## About this task:
For each line below that includes the string "editmenu", show the whole line.

## Data extract:
-.-.-
PR #1288, opened 2024-12-11
feat(pkgbuild): add PKGBUILD editing functionality

### LINKED ISSUE #1280: Weird output when using in-terminal file manager
### Affected Version

`paru v2.0.4 - libalpm v15.0.0`

### Description

Just a minor thing, but the output seems to be interrupted and overwritten when using a terminal file manager like `nnn` that opens in the same terminal window as paru. It becomes visible when you close the file manager which you reviewed the changes with. One can continue as usual, but the output just looks weird. Also, as you write over the package name, it is not really clear what you are inputting to the `Accept changes?` prompt.

It does not seem to be `nnn`, because it's the same with `ranger`.

IIRC, this was introduced with `v2.0.0`.

### Output

```sh
$ paru --fm nnn -Su

[…]

Aur (2)                    Old Version  New Version    Make Only
aur/discord_arch_electron  0.0.75-1     0.0.76-1       No
aur/hibiscus               2.10.21-1    2.10.23-1      No

:: Proceed to review? [Y/n]:

:: Downloading PKGBUILDs...
:: Accept changes? [Y/n]: on-0.0.76-1                [--------------------------------------------------]
```

When the paru git clones are up to date, it does not happen:

```sh
:: Downloading PKGBUILDs...
 PKGBUILDs up to date
:: Accept changes? [Y/n]:
```

`paru.conf` probably does not matter, but anyway:

```conf
[options]
BatchInstall
SaveChanges

[bin]
GitFlags = -c user.name=paru_cache
Sudo = doas
```

romanstingler:
Add support for editing PKGBUILDs before building packages, similar to yay's --editmenu option. This allows users to review and modify PKGBUILDs before they are built.

The implementation includes:
- New editor selection logic that respects --editor flag, $VISUAL, and $EDITOR
- Command line options --editmenu, --editor, and --editorflags

Usage:
  paru --editmenu -S package            # Enable PKGBUILD editing
  paru --editor vim --editmenu package  # Use specific editor
  
  might 
  closes  #1280


romanstingler:
I started coding in Rust not long ago, so productive feedback is highly appreciated. 

Basically, I used yay, and it has some features that **Paru** doesn't have, or at least not as comfortable. 

With this patch, ANY EDITOR can be used to edit the `PKGBUILD` file.

Morganamilo:
I'm really not a fan of yay style menus. Paru was a move to get away from them :P

You can use the --fm flag to edit pkgbuilds so this feature is already covered in my opinion.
-.-.-
## Written solution:
Add support for editing PKGBUILDs before building packages, similar to yay's --editmenu option. This allows users to review and modify PKGBUILDs before they are built.
- Command line options --editmenu, --editor, and --editorflags
  paru --editmenu -S package            # Enable PKGBUILD editing
  paru --editor vim --editmenu package  # Use specific editor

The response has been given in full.